I think that is the big question right now about Trump. If he does win the nomination, how does he change up in order to win the general?

It certainly looks like he can get the nomination just by continuing to say outrageous things that excite the mook vote, because that vote is strong enough within the party. If he were a conventional politician with his poll numbers (strength and length), I would be less cautious and say that he was a cinch for the nomination. But he’s not conventional, so his poll numbers might reflect tactical poll responses. The mooks just tell pollsters they’re going for Trump as a protest, but will actually vote for a conventional candidate when it comes down to voting. But that thinking is probably wishful thinking. Trump has to be considered the favorite right now.

But you’re right, he has to change strategy once he is the nominee. The mook vote isn’t big enough to win the general.

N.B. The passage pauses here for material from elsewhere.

PR #3256, opened 2020-02-22
HHH-13875 : Optional one-to-one does not always join the associated entity table when querying

gbadner:
https://hibernate.atlassian.net/browse/HHH-13875

@jwgmeligmeyling, could you please take a look at this? It is related to https://hibernate.atlassian.net/browse/HHH-12775.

R candidates always do change strategy to some extent, move to the center for the general after saying some hard right things to keep from getting outflanked on their right in the nomination race. But Trump not only has much farther to go if he wants to pursue that conventional strategy — i.e., he has a bigger quantitative problem than usual — he has a qualitative problem that is unprecedented. He’s not some establishment candidate with a long track record of conventional political behavior before he went lurching to the right to win the nomination. The sum total of his political identity is that he’s the anti-conventional candidate. He speaks truth to perceived PC power. The mooks would go from enthusiastic supporters to outraged opposition if Trump went conventional.

That’s why I think that a Trump who has won the nomination has no path to victory in the general other than making much more of the general electorate vote mook than seem at all inclined to right now. 9/11 did an excellent job of mooking up the electorate, at least for a few cycles. He needs something like that, something to make people afraid and willing to turn to grand autocratic solutions like invading foreign countries or throwing a lot of people in prison, or deporting millions back to Mexico and Central America.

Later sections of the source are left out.